MiR-375 is located in human chromosome 2 q35 district on cryba2 and Ccdc108 genetic regions and was the one of earliest discovered members of the miRNA family. Some research shows that abnormal expression of miR-375 is associated with the development of a variety of tumors, such as melanoma, pancreatic cancer, gastric cancer, prostate cancer and breast cancer [21,22,23,24,25]. In recent years, some studies have identified miR-375 as the first miRNA with the capacity to enhance ER signaling in cells. Our previous studies also suggested that different concentrations of phytoestrogens had different effects on the proliferation and apoptosis of ER cells in vitro and in vivo, suggesting that these effects might be related to the level of miR-375. Our research showed that, as formononetin concentration gradually increases, the expression of miR-375 gradually decreased, possibly due to miR-375 and ER-positive U2OS cells forming pathways that were inhibited by formononetin.
The expression of Bcl-2 and Bax were shown to have changed significantly through western blot and PCR experiments. The mitochondrial-mediated apoptotic pathway was considered as a key center of apoptosis, and is exclusively regulated by the Bcl-2 family of proteins . Bcl-2 and Bax both belong to Bcl-2 family proteins. Bcl-2 is one of the most important repressors for apoptosis, while Bax can promote apoptosis, which are critical factors in determining whether a cell will live or die . We found that Bax protein expression dose-dependently increased, whereas Bcl-2 protein expression decreased. Thus, we could conclude that after treatment with formononetin, the intrinsic apoptotic pathway was activated by the altered expression of Bax and Bcl-2 proteins, and this could contribute to the commitment of U2SO cells to apoptosis.

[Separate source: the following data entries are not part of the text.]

PR #1114, opened 2024-01-11
Update Haskell stackage snapshot to LTS-22.9

### LINKED ISSUE #1093: Upgrade GHC
**Task description**

Upgrade GHC version.

Currently we use lts-20.16 (GHC 9.2.7) which is fairly old. We should upgrade to a newer lts version. As of this writing then lts-21.22 (GHC 9.4.8) is the most recent one.

Components which should be upgraded:

- [x] Node
- [x] Base
- [ ] Client
- [ ] Wallet proxy
- [ ] Tokenomics reporter

td202:
## Purpose

Closes #1093

This upgrades the stack resolver to LTS-22.9, and the corresponding GHC version to 9.6.4.

## Changes

- Resolver is update to lts-22.9 in stack.yaml files.
- The package `proto-lens-setup` and its dependencies `proto-lens-protoc` and `ghc-source-gen` are not included in the LTS distribution, so specific versions from Hackage are pinned in the stack.yaml files.
- The `-fPIC` compiler option is disabled on Windows, as it results in the compiled code crashing due to access violations. Position independent code is not used on Windows in any case. There is an open GHC issue that seems to be related: https://gitlab.haskell.org/ghc/ghc/-/issues/24016
- `TypeOperators` is added to the default extensions. In future, this will be needed for using `~`, and currently will generate a warning if not enabled.
- Some imports are changed due to changes in library structure (notably, `Control.Monad` is explicitly imported, whereas it previously was implicitly imported through other monad modules).
- Some code changes make types more explicit, e.g. in (type-changing record updates)[https://gitlab.haskell.org/ghc/ghc/-/wikis/migration/9.6#type-changing-record-updates-involving-type-families].
- In some cases where redundant constraint warnings were suppressed, this has been lifted. In other cases, the reason why they are suppressed is updated.

## Checklist

      hard-to-understand areas.


concordium-consensus/package.yaml
```diff
@@ -91,19 +91,74 @@ library:
...
+        ghc-options: -fPIC
+      else
+        -- The foreign library should not be built when doing a static build of the node.
+        buildable: False
+    
+    other-modules:
+      Concordium.External
+      Concordium.External.DryRun
+      Concordium.External.Helpers
+      Concordium.External.GRPC2
```
abizjak, line 133: Can you please add an explanation to the README about where these modules are located and why.

abizjak (approved):
Had some problems with installing ghc 9.6.3 which were "fixed" by restarting the build a few times.

Not very reassuring, but seems to work.

EmilLa1 (approved):

.github/workflows/build-test.yaml
```diff
@@ -128,6 +128,10 @@ jobs:
         - rust: 1.68
 
     steps:
+    - name: Remove unnecessary files
+      run: |
+        sudo rm -rf /usr/share/dotnet
+        sudo rm -rf "$AGENT_TOOLSDIRECTORY"
```
abizjak, line 134: Wouldn't it better to just invalidate the cache?

That's probably the reason for these problems since both the old and new toolchains are now cached.

concordium-consensus/package.yaml
td202: Done.

.github/workflows/build-test.yaml
abizjak: I had the same issue in https://github.com/Concordium/concordium-node/pull/1118 which was fixed by clearing the cache of old junk.

PR #1137, opened 2024-04-02
Support Rust 1.73 on Windows.

td202:
## Purpose

Support Rust version 1.73 on Windows. This changes how the Haskell code is linked against Rust libraries to use dynamic (rather than static) linking on Windows.

## Changes

- The `smart_contract_execution_engine` static library is no longer copied to `lib`, and is removed if already present.
- The `smart_contract_execution_engine.dll` is copied to the install directory in a post-copy hook, to ensure that it is available when binaries and tests are run.
- The DLLs included in the installer are changed to include the DLLs `sha_2.dll`, `concordium_base.dll` and `smart_contract_execution_engine.dll`. `libunwind.dll` is no longer required.

## Checklist

      hard-to-understand areas.

### DIFF
--- a/concordium-node/src/utils.rs
+++ b/concordium-node/src/utils.rs
@@ -9,14 +9,6 @@ use std::{
     path::Path,
 };
 
-pub fn to_hex_string(bytes: &[u8]) -> String {
-    use std::fmt::Write;
-    bytes.iter().fold(String::new(), |mut output, b| {
-        let _ = write!(output, "{:02x}", b);
-        output
-    })
-}
-
 /// Setup a log4rs logger based on the given configuration file.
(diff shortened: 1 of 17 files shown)


concordium-node/src/utils.rs
```diff
@@ -10,7 +10,11 @@ use std::{
 };
 
 pub fn to_hex_string(bytes: &[u8]) -> String {
```
abizjak, line 12: Just remove this function. It is not used anywhere. It's some leftover from times where we did not use types from base for hashes.

abizjak (approved):

limemloh (approved):

PR #1138, opened 2024-04-07
Integrate new cost assignment version.

abizjak:
## Purpose

Integrate reduce costs for P7.

This is a very minor change compared to #1135 . The main annoyance is that tests needed to be updated because of the both cost changes in P7 and parametrization of module lookup by protocol version.

## Checklist

      hard-to-understand areas.

### DIFF
--- a/concordium-consensus/src/Concordium/Scheduler.hs
+++ b/concordium-consensus/src/Concordium/Scheduler.hs
@@ -1103,6 +1103,7 @@ checkAndGetBalanceInstanceV0 ownerAccount istance transferAmount = do
 handleContractUpdateV1 ::
     forall r m.
     (StaticInformation m, AccountOperations m, ContractStateOperations m, ModuleQuery m, MonadProtocolVersion m) =>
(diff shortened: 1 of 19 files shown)


concordium-consensus/src/Concordium/Scheduler.hs
```diff
@@ -1102,6 +1103,7 @@ checkAndGetBalanceInstanceV0 ownerAccount istance transferAmount = do
 handleContractUpdateV1 ::
     forall r m.
     (StaticInformation m, AccountOperations m, ContractStateOperations m, ModuleQuery m, MonadProtocolVersion m) =>
+    Word ->
```
limemloh, line 1106: Please add doc comment for this

limemloh (approved):

concordium-consensus/src/Concordium/Scheduler.hs
abizjak: Added

Issue #1057, opened 2023-10-25
Change log level for grpc not_found queries


abizjak:
**Description**

Currently the node logs

```
[ERROR tower_http::trace::on_failure] response failed classification=Code: 5 latency=0 ms
```
when for example the GetAccountInfo is queried where either the block or account do not exist.

It is not ideal to use `ERROR` level for this, since it is a user/request problem. 

We should change log levels for request failures that are the client's fault to not be ERROR, and just be normal info logs.

I think this is logged by the layer
```
                let log_layer = tower_http::trace::TraceLayer::new_for_grpc();
```

which should be updated to change the `.on_failure` classifier.

**Versions**
- Software Version: 4.5.0+

PR #1169, opened 2024-05-14
Change severity of logs for certain gRPC status codes

limemloh:
## Purpose

Fixes https://github.com/Concordium/concordium-node/issues/1057

## Changes

- Using DEBUG severity for logging of failed gRPC API requests.

## Checklist

      hard-to-understand areas.

### DIFF
--- a/concordium-node/src/grpc2.rs
+++ b/concordium-node/src/grpc2.rs
@@ -1087,20 +1087,19 @@ pub mod server {
                 });
                 let service = service::queries_server::QueriesServer::new(server);
                 let log_layer = {
-                    use tower_http::classify::GrpcCode as Code;
-                    // Change the trace level for gRPC status codes
-                    let classifier = tower_http::classify::GrpcErrorsAsFailures::new()
-                        .with_success(Code::Cancelled)
-                        .with_success(Code::InvalidArgument)
-                        .with_success(Code::NotFound)
-                        .with_success(Code::AlreadyExists)
-                        .with_success(Code::PermissionDenied)
-                        .with_success(Code::Unimplemented)
-                        .with_success(Code::Unavailable)
-                        .with_success(Code::Unauthenticated);
-                    tower_http::trace::TraceLayer::new(tower_http::classify::SharedClassifier::new(
-                        classifier,
-                    ))
+                    #[derive(Default, Copy, Clone)]
+                    struct OnFailure;
+                    impl tower_http::trace::OnFailure<tower_http::classify::GrpcFailureClass> for OnFailure {
+                        fn on_failure(
+                            &mut self,
+                            failure: tower_http::classify::GrpcFailureClass,
+                            _latency: std::time::Duration,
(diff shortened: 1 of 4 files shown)


concordium-node/src/grpc2.rs
```diff
@@ -1086,7 +1086,22 @@ pub mod server {
                     }
                 });
                 let service = service::queries_server::QueriesServer::new(server);
-                let log_layer = tower_http::trace::TraceLayer::new_for_grpc();
+                let log_layer = {
+                    use tower_http::classify::GrpcCode as Code;
+                    // Change the trace level for gRPC status codes
+                    let classifier = tower_http::classify::GrpcErrorsAsFailures::new()
+                        .with_success(Code::Cancelled)
```
lassemand, line 1093: It is not clear to me That Code::Ok is per default added to this list. Can you just add it?

concordium-node/src/grpc2.rs
```diff
@@ -1086,7 +1086,22 @@ pub mod server {
...
+                        .with_success(Code::InvalidArgument)
+                        .with_success(Code::NotFound)
+                        .with_success(Code::AlreadyExists)
```
lassemand, line 1096: RESOURCE_EXHAUSTED can be argued both places. We actually have user limits right? So I would say that maybe also add that. Could that perhaps be made something like a warning? (Could also indicate a try on a DoS attack)

lassemand (approved):
Looks good to me.

I believe it would make more sense to also include RESOURCE_EXHAUSTED but I can also argue for why it should not be there. I do believe this one is usually cast when the node is gracefully exhausted. (Else it would be down?)

If a person tries to DoS us what should we do? On the one hand it would be nice to provide the error logs, but on the other hand, the server is not in a bad state, only the client is unable to request the server.

I can accept both.

concordium-node/src/grpc2.rs
```diff
@@ -1086,7 +1086,22 @@ pub mod server {
...
+                        .with_success(Code::PermissionDenied)
+                        .with_success(Code::Unimplemented)
+                        .with_success(Code::Unavailable)
+                        .with_success(Code::Unauthenticated);
+                    tower_http::trace::TraceLayer::new(tower_http::classify::SharedClassifier::new(
+                        classifier,
+                    ))
```
td202, line 1103: Possibly we should set the logging for failures lower than ERROR. I would suggest even DEBUG is high enough. Reasons:

- Generally, failure codes don't indicate serious errors.
- If a serious error in processing a request occurs, usually there's an ERROR log message generated anyway.
- The log messages generated on failures look like `[ERROR tower_http::trace::on_failure] response failed classification=Code: 12 latency=0 ms` - which is not really very useful.

limemloh: I have now changed it to make every error status code be logged at debug level.

td202 (approved):
Looks good!

PR #1198, opened 2024-06-17
Hotfix 6.3.1

### LINKED ISSUE #1197: Nodes fail to produce a Timeout Certificate
**Bug Description**

Under certain circumstances, when a timeout occurs at the start of a new epoch, nodes may fail to produce a Timeout Certificate, despite having received sufficient Timeout Messages to do so. This is caused by incorrectly calculating the total voting weight of the finalizers that have signed, when the finalizers signed timeout messages across two different epochs.

This bug can cause the consensus to stall (in uncommon circumstances) if all nodes are affected, since none of them will produce a Timeout Certificate and so the validators will not progress to the next round.

**Versions**
- Software Version: 6.* =< 6.3.0
- OS: All

td202:
## Purpose

Fixes #1197

This fixes a bug in the calculation of the weight of finalizers that have signed timeout messages when deciding whether a timeout certificate can be constructed.

## Changes

- Factor out and revise the finalizer weight calculation.
- Unit tests.
- Bump node to 6.3.1 for a hotfix release.

## Checklist

      hard-to-understand areas.

### DIFF
--- a/.github/workflows/build-test.yaml
+++ b/.github/workflows/build-test.yaml
@@ -125,7 +125,7 @@ jobs:
     strategy:
       matrix:
         plan:
-        - rust: 1.68
+        - rust: 1.73
           ghc: 9.6.4
 
     steps:
--- a/CHANGELOG.md
+++ b/CHANGELOG.md
@@ -2,6 +2,22 @@
 
 ## Unreleased changes
 
+- Change the severity of logs for failed gRPC API requests to DEBUG level.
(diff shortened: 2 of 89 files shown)


limemloh (approved):

chportma (approved):

tschudid (approved):
Looks good to me

eb-concordium (approved):
Looks good!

In summary, our results suggest that formononetin has inhibitory effects on the proliferation of U2SO cells, both in vitro and in vivo. This antitumor effect is directly correlated with formononetin concentration. Considering that red clover plants are widely used clinically, health professionals should take special caution with regard to the variation in anti-estrogenic effects.
The authors declare no conflict of interest.